Tuesday, September 25, 2012
The good news this morning comes from Luke 8:19-21.
Then his mother and his brothers came to him but were unable to join him because of the crowd. He was told, “Your mother and your brothers are standing outside and they wish to see you.” He said to them in reply, “My mother and my brothers are those who hear the word of God and act on it.”
This can be a troublesome passage for many Catholics who revere Mary to a greater degree than many other Christians. This isn’t the only instance in the gospels that raises questions. Mark told us that his relatives tried to seize him thinking that Jesus was out of his mind. They were alarmed that he had gone off the deep end. Jesus himself said in Matthew’s gospel, “one’s enemies will be those of his household.” Then, of course, there is the issue of the reference to Jesus’ brothers.
Over the centuries a huge body of thought has developed termed Mariology. Church Fathers have held Mary’s perpetual virginity as a central doctrine since the fourth century and by the seventh century several ecumenical councils had endorsed it. This doctrine or dogma is now considered by the Church to be de fide, an essential part of Catholic faith. A tremendous amount of speculation has been formed on the basis of very little information in the gospels. However, we are expected to believe it. Yet, I just don’t see how it impacts the teachings of Jesus, the word made flesh. Is it central to the fact of Jesus’ life and his divine nature as the Son of God?
Focusing on these issues seems to me to obscure Jesus’ teaching here. Discipleship, belief in and acting upon his teachings, was not based on anything other than obedience to the word of God. It was not dependent on whether his hearers were Jews or Gentiles, on whether they were blood kin or strangers, whether they were male or female. The customary relationships to one another in this life did not matter. The only thing that mattered was whether they were ready and willing to “hear the word of God and act on it.”

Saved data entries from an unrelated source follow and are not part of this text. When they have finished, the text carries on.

PR #461, opened 2021-04-22
Fix env parsing of falsy values (#460)

### LINKED ISSUE #460: ConfigurationEnv doesn't allow falsy values
We wanted to disable the tracer based on environment variables and some docs suggested to use `config.sampler = {type: 'const', param: 0}` instead of `config.disable = true`. Trying this we found that the parsing method `ConfigurationEnv._getConfigValue` doesn't handle falsy values (like `param: 0` above) very well:

https://github.com/jaegertracing/jaeger-client-node/blob/4c739a26d57c615fb4ac53eae921b9fd5ca53df2/src/configuration_env.js#L40-L42

The function will fall back to the default value, which in most cases is `process.env.*`, which in turn will be `undefined` if you don't provide it explicitly. `undefined` however is not an allowed value for many options (including `sampler.param`) which will result in errors. 

It would probably make more sense to explicitly check for `null` and / or `undefined` instead of doing an implicit boolean evaluation of the value.

Gerrit-K:
Signed-off-by: Gerrit Kieffer <kieffer.gerrit@gmail.com>

- Resolves #460

- Replace implicit boolean evaluation with explicit check in ternary operator

### DIFF
--- a/src/configuration_env.js
+++ b/src/configuration_env.js
@@ -38,7 +38,7 @@ export default class ConfigurationEnv {
   }
 
   static _getConfigValue(obj, key, defaultValue) {
-    return (obj && obj[key]) || defaultValue;
+    return obj && key in obj ? obj[key] : defaultValue;
   }
 
   static _getSamplerFromEnv(config) {
@@ -49,7 +49,7 @@ export default class ConfigurationEnv {
     }
 
     value = ConfigurationEnv._getConfigValue(config.sampler, 'param', process.env.JAEGER_SAMPLER_PARAM);
-    if (value) {
+    if (!isNaN(value)) {
       samplerConfig.param = parseFloat(value);
     }
 
--- a/test/init_tracer.js
+++ b/test/init_tracer.js
@@ -546,4 +546,27 @@ describe('initTracerFromENV', () => {
     assert.equal(tracer._tags['KEY2'], 'VALUE2');
     tracer.close(done);
   });
+
+  it('should parse falsy values from direct config setting', done => {
+    let config = {
+      serviceName: 'test-service-arg',
+      sampler: {
+        type: 'const',
+      },
+    };
+
+    let tracer;
+
+    expect(() => {
+      tracer = initTracerFromEnv(config);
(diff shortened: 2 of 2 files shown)


Gerrit-K:
Please note that I didn't test this thoroughly (apart from `npm test`) and I have absolutely no glimpse of how impactful this change can be, as I just started using Jaeger this week. I appreciate any feedback! Please let me know if I should add or change anything.

src/configuration_env.js
```diff
@@ -38,7 +38,7 @@ export default class ConfigurationEnv {
   }
 
   static _getConfigValue(obj, key, defaultValue) {
-    return (obj && obj[key]) || defaultValue;
+    return obj && key in obj ? obj[key] : defaultValue;
```
yurishkuro, line 41: could you please add a unit test that would fail without this change?

Gerrit-K: Done. And actually a very good hint as it uncovered another issue, which I fixed right away.

I now added a test with a `const` sampler and three essential assertions:
* the first one makes sure that the test still fails if no `param` is specified at all (so that my changes don't break this unintentionally)
* the second test checks that the original issue is now fixed (this one would fail prior to my commit)
* and the last one asserts that the value is parsed correctly

Would that be sufficient?

yurishkuro (approved):
Thanks

Gerrit-K:
I had to push the work again because I accidentally amended the commit with a different account, leaving the "committed by" field not matching the sign-off. Sorry for the inconvenience :(

And while I'm commenting: are the failing crossdock and node 4 checks something I should look for or is this currently broken in the main branch?

yurishkuro:
nothing should be failing, previous runs on master were green.

btw, I strongly recommend using named branches from PRs. The master branch in the fork should remain in sync with upstream. This could potentially confuse crossdock tests (they might try to upload docker images and fail on credentials which are not present in PR).

Gerrit-K:
Oh okay, I see. I'll change that, close this PR and re-open another one, linking to this.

We are all children of God and we are all brothers and sisters in Jesus. Jesus taught in several passages that loyalty to God overrode loyalty to family. As John Sanford wrote in The Kingdom Within, Jesus taught that it was important to “understand what it means to be part of the human family under a common heavenly Father….[C]oming into real relationships with people….[R]espond[ing] to all persons, of all kinds and types.”
In the hearing of God’s word and acting upon it, the followers of Jesus became brothers and sisters to one another; they entered into communion with God standing shoulder to shoulder with one another, loving one another as He commanded. They worked as brothers and sisters, as the family of God, to bring about the kingdom of God among themselves and among people of all nations. Sanford continued, “Being a disciple of the kingdom means putting our loyalty to the kingdom first and sacrificing all other loyalties in life to this one.”
Sometimes that means sacrificing adherence to dogma. If I let something like whether Jesus had brothers distract me from his teachings and allow it to divide me from his followers, I am putting my loyalty to an institution before my loyalty to the kingdom of God. When I do so, I think Jesus is telling me that I am standing outside his circle of disciples even though I wish to see him. It’s troubling for me not to go along to get along. But I’m unable to ignore Jesus’ words, “My brothers and sisters are those who hear the word of God and act on it.”